Digital images and videos are ubiquitous and have become indisputably the main carrier of information over the last few decades. At the Computational Imaging Lab we are interested in a wide range of signal and image processing problems both in scientific imaging and computational photography. The underlying common theme of our research is how to make efficient inference about the world through imaging by developing and employing novel techniques from probabilistic modeling and machine learning.
Digital image restoration as a key area of signal and image processing aims at computationally enhancing the quality of images by undoing the adverse effects of image degradation such as noise and blur and plays an ever important role in both scientific imaging and everyday photography. Using probabilistic generative models of the imaging process, our research aims to recover the most likely original image given a low-quality image, or image sequence. In the following we give a number of illustrative examples to highlight some of our work.
Spatially varying blurs: our work on blind deconvolution of astronomical image sequences [ ] can recover sharp images through atmospheric turbulence, but is limited to relatively small patches of the sky, since the image defect is modeled as a space-invariant blur. Images that cover larger areas require a convolutional model allowing for space-variant blur. In [ ] we proposed such a model based on an overlap-add, called Efficient Filter Flow (EFF). Deconvolution based on EFF successfully recovers a sharp image from an image sequences distorted by air turbulence.
Fig. Example frames from an image sequence degraded by air turbulence and reconstructed image on the right.
Removing camera shake: photographs taken with long exposure times are affected by camera shake creating smoothly varying blur. Real hand-held camera movement involves both translation and rotation, which can be modeled with our EFF framework for space-variant blur [ ]. We were also able to recover a sharp image from a single distorted image, using sparsity-inducing image priors and an alternating update algorithm. The algorithm can be made more robust by restricting the EFF to blurs consistent with physical camera shake [ ]. This leads to higher image quality and computational advantages. To foster and simplify comparisons between different algorithms removing camera shake, we created a public benchmark dataset and an initial comparison of current methods [ ].
Correcting lens aberration: even good lenses exhibit optical aberration off the center when used with wide apertures. Similar to camera shake, this creates a certain type of blur that can be modeled with our EFF framework; but optical aberrations affects each color channel differently (chromatic aberration). We measured these effects with a robotic setup and corrected them using a non-blind deconvolution based on the EFF framework [ ]. We were also able to implement a blind method rectifying optical aberrations in single images [ ]. The key was to constrain the EFF framework to rotationally symmetric blurs varying smoothly from the image center to the edges. We elaborated on this idea by employing powerful non-parametric kernel regression techniques that enabled faithful optical aberration estimation and correction[ ], which might lead to new approaches in lens design.
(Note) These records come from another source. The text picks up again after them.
PR #3046, opened 2021-06-07
feat: Migrate example_predict::feature_space to namespaced_features

jackgerrits:


olgavrou (approved):
nit: the PR name is a bit misleading (since it's the feature group info and the iterator that is being migrated)

jackgerrits:
namespaced_features is the structure that holds all of the features. The old static 256 length array of features is being replaced with this new type. I updated the title to clarify it is a member that is changing not the owning structure

PR #3094, opened 2021-06-23
refactor: migrate namespaced_features to ezexample.h

bassmang:


vowpalwabbit/ezexample.h
```diff
@@ -131,43 +129,44 @@ class ezexample
...
-    if (ec->indices.empty())
+    if (ec->feature_space.empty())
     {
       current_seed = 0;
       current_ns = 0;
     }
     else
     {
-      if (ns_exists[static_cast<int>(current_ns)])
+      if (ns_exists[current_seed])
```
jackgerrits, line 158: ns_exists is still the bool array right? If so, then current_seed will quickly over index it

bassmang: Yes just switched that back

jackgerrits (approved):

PR #3096, opened 2021-06-24
test: add tests for namespaces with same first letter

bassmang:


vowpalwabbit/slim/test/ut_vw.cc
```diff
@@ -127,10 +128,10 @@ void run_predict_in_memory(
     // 1 |0 0:1 |a 0:2
     example_predict_builder b00(&ex[0], (namespace_index)0);
     b00.push_feature(0, 1.f);
-    example_predict_builder b0a(&ex[0], "a");
+    example_predict_builder b0a(&ex[0], (char*)"a");
```
jackgerrits, line 131: I do not think you need these casts?

PR #3105, opened 2021-06-25
ci: Add Python type checking

jackgerrits:


jackgerrits:
This is having troubles with the native dependency. I'll need to look further into how to resolve that

lalo (approved):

Dark frame denoising: in astronomical imaging, dim celestial objects require very long exposure times, which causes high sensor noise. It is common to subtract a dark frame from the image - an image taken with covered lens, containing only sensor noise. The difficulty with this is that the sensor noise is stochastic, and image information is not taken into account. We studied the distribution of sensor noise generated by a specific camera sensor and proposed a parameterized model [ ]. Combined with a simple image model for astronomical images, this gives superior denoising.
Multi-scale denoising: most denoising methods process small image patches, limiting themselves to recovering high-frequencies. This is valid in low noise situations, but not for large amounts of noise which also affect low frequencies. Most existing denoising methods can be improved for this high noise setting by applying them in a multi-scale fashion [ ].
Image restoration as a learning problem: denoising can be also seen as a non-trivial mapping from noisy to clean images. In [ ] we showed how a multi-layer perceptron (MLP) can be trained to learn such a mapping, leading to the new state-of-the-art denoising method [ ]. Such a discriminative approach turned out to be effective also for other image processing tasks such as inpainting [ ], non-blind deconvolution [ ], as well as blind image deconvolution [ ].